PR #1654, opened 2016-09-22
Install cookiecutter on demand

huguesv:
Our only external requirement is Python 3.3 or later.
Don't bother notifying for missing git, we know it's installed. In rare error case (like dev14), message in output window will be sufficient.
Virtual environment + cookiecutter package go in  %localappdata%/Microsoft/CookiecutterTools/env

Please check the strings/messages in missing dependencies xaml, and in strings.resx, I'm open to more detailed or better strings.

I've updated the feed so we don't recommend third party templates we haven't really tested.

### DIFF
--- a/Python/Product/Cookiecutter/Model/CookiecutterClientProvider.cs
+++ b/Python/Product/Cookiecutter/Model/CookiecutterClientProvider.cs
@@ -16,6 +16,7 @@
 
 using System;
 using System.Collections.Generic;
+using System.IO;
 using System.Linq;
 using Microsoft.CookiecutterTools.Interpreters;
 
@@ -36,7 +37,10 @@ namespace Microsoft.CookiecutterTools.Model {
 
         private static CookiecutterPythonInterpreter FindCompatibleInterpreter() {
             var interpreters = PythonRegistrySearch.PerformDefaultSearch();
-            var compatible = interpreters.Where(interp => interp.Configuration.Version >= new Version(3, 3)).FirstOrDefault();
+            var compatible = interpreters
+                .Where(x => File.Exists(x.Configuration.InterpreterPath))
+                .OrderByDescending(x => x.Configuration.Version)
+                .FirstOrDefault(x => x.Configuration.Version >= new Version(3, 3));
             return compatible != null ? new CookiecutterPythonInterpreter(compatible.Configuration.InterpreterPath) : null;
         }
     }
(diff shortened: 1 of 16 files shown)


Python/Product/Cookiecutter/Model/CookiecutterClientProvider.cs
```diff
@@ -15,80 +15,29 @@
...
-            psi.CreateNoWindow = true;
-
-            var proc = Process.Start(psi);
-            var output = proc.StandardOutput.ReadToEnd().Trim();
-            proc.WaitForExit();
-
-            return output;
+        private static CookiecutterPythonInterpreter FindCompatibleInterpreter() {
+            var interpreters = PythonRegistrySearch.PerformDefaultSearch();
+            var compatible = interpreters.Where(interp => interp.Configuration.Version >= new Version(3, 3)).FirstOrDefault();
```
zooba: Ideally we'd get the latest version after 3.3 and also ensure that the interpreter path actually exists (I just hit a problem with registry corruption that was causing cookiecutter to fail to open).

Python/Product/Cookiecutter/ViewModel/CookiecutterViewModel.cs
```diff
@@ -165,6 +168,54 @@ class CookiecutterViewModel : INotifyPropertyChanged {
...
+
+            set
+            {
+                if (value != _isInstallingError) {
+                    _isInstallingError = value;
+                    PropertyChanged?.Invoke(this, new PropertyChangedEventArgs(nameof(IsInstallingError)));
+                }
+            }
+        }
+
```
zooba: Inconsistent formatting

Python/Tests/CookiecutterTests/MockCookiecutterClient.cs
```diff
@@ -24,10 +24,30 @@
 
 namespace CookiecutterTests {
     class MockCookiecutterClient : ICookiecutterClient {
+        public bool CookiecutterInstalled
+        {
+            get
+            {
+                throw new NotImplementedException();
+            }
+        }
```
zooba: Inconsistent formatting

Python/Product/Cookiecutter/Model/CookiecutterClientProvider.cs
zooba: Something like:
```csharp
interpreters
    .Where(x => File.Exists(x.Configuration.InterpreterPath))
    .OrderByDescending(x => x.Configuration.Version)
    .FirstOrDefault(x => x.Configuration.Version >= new Version(3, 3)
```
□ □ □ □ □ □ □
Copy every line from the entries that contains the word "output".

Don't bother notifying for missing git, we know it's installed. In rare error case (like dev14), message in output window will be sufficient.
-            var output = proc.StandardOutput.ReadToEnd().Trim();
-            return output;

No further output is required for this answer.